Needle: A DFA Based Regex Library that Compiles to JVM ByteCode

Many years ago, Kragen complained about the implementation and performance of Java regexes, and suggested that an implementation that emitted JVM bytecode could perform better. It's been a minute, but I'm happy to report that complaining on the Internet has served its purpose.

Today, I'm releasing the 0.0.1 version of needle, a library that compiles regular expressions to JVM bytecode. It compiles each regular expression to a Deterministic Finite Automaton (DFA), which is then compiled to a Java class. The code analyzes the DFA to extract information that helps match more efficiently. It detects required prefixes, suffixes and infixes that can be found using String.indexOf, as well as cases where the first character can be easily tested in a while loop (e.g. [Ss]). This lets the class spend less time inside the DFA automaton, and more in a fast loop.

Benchmarks

Regex performance resists concise summarization, and the design of needle makes this even more true. For instance, one optimization computes the minimum and maximum length of a match, and uses that to bail out early when a match is not possible. This effect will show up when testing that an entire string matches a regex, or when searching in a sufficiently small string, but won't show up when finding substrings that match inside of a large string.

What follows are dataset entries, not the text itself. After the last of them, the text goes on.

PR #2688, opened 2026-04-28
fix: replace panicking expect() with map_or() for file_name() check

srpatcha:
## Summary

\Path::file_name()\ returns \None\ for paths ending in \..\ which caused a panic via \.expect()\. Replace with \.map_or()\ to handle unusual paths gracefully.

This is split from #2679 per reviewer feedback to keep changes focused.

## Changes

- \src/lru_disk_cache/mod.rs\: Replace \.expect()\ with \.map_or(false, ...)\ in the file_name check

Signed-off-by: Srikanth Patchava <spatchava@meta.com>

### DIFF
--- a/src/lru_disk_cache/mod.rs
+++ b/src/lru_disk_cache/mod.rs
@@ -188,8 +188,7 @@ impl LruDiskCache {
         for (file, size) in get_all_files(&self.root) {
             if file
                 .file_name()
-                .expect("Bad path?")
-                .starts_with(TEMPFILE_PREFIX)
+                .is_some_and(|name| name.starts_with(TEMPFILE_PREFIX))
             {
                 fs::remove_file(&file).unwrap_or_else(|e| {
                     error!("Error removing temporary file `{}`: {}", file.display(), e);
--- a/src/lru_disk_cache/mod.rs
+++ b/src/lru_disk_cache/mod.rs
@@ -728,4 +728,54 @@ mod tests {
         assert!(!f.tmp().join("cache").join("file2").exists());
         assert!(!p4.exists());
     }
+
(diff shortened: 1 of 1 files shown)


srpatcha:
Hi, fixed the clippy `unnecessary_map_or` lint by switching to `is_some_and`:

\\\diff
- .map_or(false, |name| name.starts_with(TEMPFILE_PREFIX))
+ .is_some_and(|name| name.starts_with(TEMPFILE_PREFIX))
\\\

This is the canonical idiom and matches what clippy stable suggests. Force-pushed; CI should pass on ubuntu, macOS, and windows now.

sylvestre:
could you please add a test to make sure we don't regress in the future? thanks

srpatcha:
Hi @sylvestre, thank you for the suggestion! Added two regression tests in commit `a41fea6`:

1. **`test_init_with_leftover_tempfile_does_not_panic`** — Drops a `.sccachetmpXXX` file into the cache root, then opens the cache via `LruDiskCache::new()`. Before the fix, this could panic at `.expect("Bad path?")` when `file_name()` returned `None`. After the fix, `is_some_and()` handles it safely. Also asserts the stale tempfile is cleaned up.

2. **`test_init_mixed_files_no_panic`** — Cache root contains both regular cache files and tempfile-prefixed files. Verifies that `init()` removes only the tempfiles and preserves regular entries, exercising the full `file_name()` branch.

These guard against future regressions of the panic this PR fixes. Ready for re-review!

srpatcha:
Hi @sylvestre, the two regression tests have been added (commit a41fea6) and clippy's is_some_and suggestion applied. Ready for re-review. Thanks!

PR #2689, opened 2026-04-28
fix: rollback pending state on tempfile failure in prepare_add

srpatcha:
## Summary

\prepare_add\ updated pending size before \	empfile_in()\, which never rolled back on failure. This caused \make_space()\ to panic later when encountering negative available space.

Moved state update after successful tempfile creation and replaced \.expect()\ with \?\ operator.

This is split from #2679 per reviewer feedback to keep changes focused.

## Changes

- \src/lru_disk_cache/mod.rs\: Move pending size update after tempfile success
- \src/server.rs\: Replace \.expect()\ with \?\ operator

Signed-off-by: Srikanth Patchava <spatchava@meta.com>

### DIFF
--- a/src/lru_disk_cache/mod.rs
+++ b/src/lru_disk_cache/mod.rs
@@ -728,4 +728,42 @@ mod tests {
         assert!(!f.tmp().join("cache").join("file2").exists());
         assert!(!p4.exists());
     }
+
+    #[test]
+    fn test_prepare_add_rollback_on_tempfile_failure() {
+        // Verify that if tempfile creation fails inside prepare_add, the
+        // cache's `pending` and `pending_size` state is NOT incremented.
+        // Before the fix, prepare_add updated state BEFORE creating the
+        // tempfile, so a tempfile failure left pending_size > 0 forever,
+        // which later caused make_space() to panic with negative space.
+        let f = TestFixture::new();
+        let cache_dir = f.tmp().join("cache");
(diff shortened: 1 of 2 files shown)


sylvestre:
would it be possible to have a unit test to cover this change? thanks

srpatcha:
Hi @sylvestre, thank you for the suggestion! Added a regression test in commit `0a5cfd8`:

`test_prepare_add_rollback_on_tempfile_failure` exercises the failure path by:

1. Creating an LruDiskCache normally
2. Removing the cache root directory underneath it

I've written a number of benchmarks, covering many different cases, but need to write code to repeatably report and compare results. In the meantime, I've included the results for one specific benchmark (SherlockBenchmark).

For each regex, we search the Project Gutenberg edition of The Adventures of Sherlock Holmes, finding all matches for the pattern. For each regex, we compare the Java standard library, Needle, and the brics automaton library, which is an efficient DFA implementation.

There are three categories of patterns in the test:

Literals

These patterns have no repetition or meta-characters, and could be found using String.indexOf. Needle recognizes the literal, and includes a call to String.indexOf. The standard library is still significantly slower, but does surprisingly well on these.

Of course, doing well on these strings is not necessarily that interesting--unless there's a level of indirection, you could just replace the regex use with a String.indexOf.

  1. Sherlock
  2. Adler
  3. zqj
  4. aqj
  5. let us hear a true

These results include the time it takes to use String.indexOf in a loop. Subsequent graphs don't, because it no longer makes sense as a comparison. Update: looking at this again, it's odd that needle is outperforming indexOf. The numbers are similar enough, which is to be expected, but I don't have an explanation for them being better. I'll have to investigate further, and potentially correct these numbers.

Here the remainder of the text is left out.